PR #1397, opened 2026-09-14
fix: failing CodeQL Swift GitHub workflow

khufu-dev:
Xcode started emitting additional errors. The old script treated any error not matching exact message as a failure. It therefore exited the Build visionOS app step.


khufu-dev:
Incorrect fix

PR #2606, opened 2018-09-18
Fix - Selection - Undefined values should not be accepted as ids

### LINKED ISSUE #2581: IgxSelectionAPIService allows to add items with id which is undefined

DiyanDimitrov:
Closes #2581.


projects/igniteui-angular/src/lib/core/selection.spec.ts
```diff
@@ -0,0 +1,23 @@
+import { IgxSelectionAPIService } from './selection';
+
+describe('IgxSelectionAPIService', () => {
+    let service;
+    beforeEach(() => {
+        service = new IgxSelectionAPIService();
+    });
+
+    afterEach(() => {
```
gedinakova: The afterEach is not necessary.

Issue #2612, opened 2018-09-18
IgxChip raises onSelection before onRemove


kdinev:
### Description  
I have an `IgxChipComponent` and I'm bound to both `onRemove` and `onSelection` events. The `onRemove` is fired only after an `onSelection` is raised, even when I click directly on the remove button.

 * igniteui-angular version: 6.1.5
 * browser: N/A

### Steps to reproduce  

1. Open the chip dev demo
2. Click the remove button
---*---
_Required action_. Look through the entries above; find each line with the word "angular" and copy it.

_Answer box_.
projects/igniteui-angular/src/lib/core/selection.spec.ts
 * igniteui-angular version: 6.1.5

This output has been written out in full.